Not since 1950 has there been a jobs decline as long and deep as that of the current Great Recession. The bursting of the huge global credit bubble has led to the first worldwide recession since the Great Depression of the 1930s.

These economic conditions have shouldered much of the blame for the job market's continuing woes. But there are also major problems with the quality of the U.S. and global workforces. In a recent New York Times column, Thomas Friedman asserts that a critical reason for the continuing high unemployment is "an education breakdown on Main Street" that has radically reduced the ability of the average American worker to fill the higher skill demands of a new era in the world's labor-market economy. What roles can workplace learning and development professionals fill, today and over the next decade, to mitigate this jobs skill crisis scenario?

A new labor market era

In the run up to this recession, companies of all sizes reported increasing skilled talent shortages. By the fall of 2009, despite more than 15 million jobless American workers, Manpower's President David Arkless reported that in addition to 2.5 million help-wanted postings at least 2 million U.S. skilled jobs had been vacant for more than six months, and there were more than 2.3 million such vacancies within the European Union (EU). Even in the midst of a deep recession in the United States, much of the world suffers from a growing shortage of talent with appropriate training and education for a 21st century workforce. How will we cope once the recession ends and business hiring begins in earnest?

We are in the midst of a major global talent revolution. The world has entered one of the most remarkable watershed eras of labor-market history ( 1). This is the dawn of a "cyber-mental age" of ultra-high technology that will innovate as many new products and services in the next decade as in the last 50 years according to predictions of the World Future Society (2009).

The U.S. economy is now undergoing significant structural changes. New job growth seems likely to be concentrated around export-production sectors, services, and such technology sectors as aerospace, nanotech, biotech, or other areas in which the United States has a comparative economic advantage in brainpower. The United States must keep generating the emerging technologies of this cyber-mental age that create a great proportion of high-wage knowledge jobs across America's workforce.
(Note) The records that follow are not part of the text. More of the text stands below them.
PR #296, opened 2026-07-23
PACK: minor error handling improvements

yota88:
Small nit improvements for logging and status handling for errors.

### DIFF
--- a/packages/state/foundry-event/src/FoundryEventService.ts
+++ b/packages/state/foundry-event/src/FoundryEventService.ts
@@ -548,6 +548,15 @@ class FoundryEventServiceImpl implements FoundryEventService {
             lastRevisionId: session.lastRevisionId,
             message: messageDetail,
           });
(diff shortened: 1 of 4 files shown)


packages/state/foundry-event/src/FoundryEventService.ts
```diff
@@ -557,10 +566,28 @@ class FoundryEventServiceImpl implements FoundryEventService {
...
+                  `Failed to apply remote update at revision ${revisionId}`,
+                  { cause: e },
+                ),
+              ),
+              load: DocumentLoadStatus.ERROR,
+            });
+            return;
+          }
         }
+        session.lastRevisionId = Number(revisionId);
```
yota88, line 590: i think revision should only be set after successfully applying the update, otherwise revision would bump while update fails.

zerovox (approved):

Three paradoxes behind a talent enigma

Today's rapidly emerging job-talent crisis is being driven by three paradoxes: a technology paradox, a people paradox, and a globalization paradox.
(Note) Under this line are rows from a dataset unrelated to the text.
PR #297, opened 2026-07-26
Create App improvements

zerovox:
- Upgrade prompts to show options for templates (workspace/schema)
- Hide "First Party" from interactive prompts
- Fix injection of clientId as appId


packages/create-app/create-app-cli/src/commands/create.ts
```diff
@@ -212,7 +207,7 @@ export async function createCommand(
         template = DEFAULT_TEMPLATE;
       } else {
         const answers = await promptUser([{
-          type: "list",
+          type: "select",
```
yota88, line 210: supernit: README.md still uses "list" https://github.com/palantir/pack/blob/767b541cf654c593627cc4f093b4c2e803637c8e/packages/sdkgen/sdkgen-cli/README.md?plain=1#L537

1. Technology paradox. The recent ASTD whitepaper "Bridging the Skill Gap" discussed the rapid acceleration of the labor-market shift from low-skill to more complex knowledge jobs. Many of these jobs are in science, technology, engineering, and mathematics-related (STEM) occupations. The U.S. Department of Labor predicts that by 2020, up to 74 percent of U.S. jobs will require a liberal arts or career-prep high school education plus some form of post-secondary career education (graduate degrees, two- or four-year degrees, apprenticeships, or special occupational certificates). Gone forever is the era of well-paying, low-skilled or semi-skilled blue-collar factory or service jobs that could provide high-school graduates, or even high-school dropouts, with a living wage over a lifetime.
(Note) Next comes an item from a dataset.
PR #301, opened 2026-07-30
Let bundled cometd load in Worker and SharedWorker scopes

cookc:
## Summary

cometd resolves its browser globals off `window` rather than `globalThis`. In a Worker or SharedWorker it throws `ReferenceError: window is not defined`, surfacing as:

2. People paradox. Much of Europe and some Asian nations are beginning to experience severe annual population and workforce declines: Germany, 100,000; Italy, 100,000; Russia, 700,000; and Japan and Korea, 50,000. In the United States, the fertility rate remains at the replacement level, but the 79 million baby boomers, who constitute a huge population bulge, will retire between 2010 and 2025. In addition, shifts in generational values are magnifying this demographic change. Generations X and Y want a different work-life balance. They and the boomers who want or need to continue to work are demanding more flexibility. Business is only beginning to adjust. Also, a widening skills gap has appeared between boomers and Generations X and Y.

The space race and arms race of the 1950s and 1960s made math and science national education priorities funded by the National Defense Act and other government programs. Though not every boomer became an engineer, many secured middle-level jobs, becoming what Peter Drucker labeled "knowledge technologists." In 1969, the United States landed on the moon, winning the space race. The Soviet Union collapsed in the 1980s, ending the Cold War arms race. As a result, the national emphasis on science and math education began to languish in America's elementary and secondary schools.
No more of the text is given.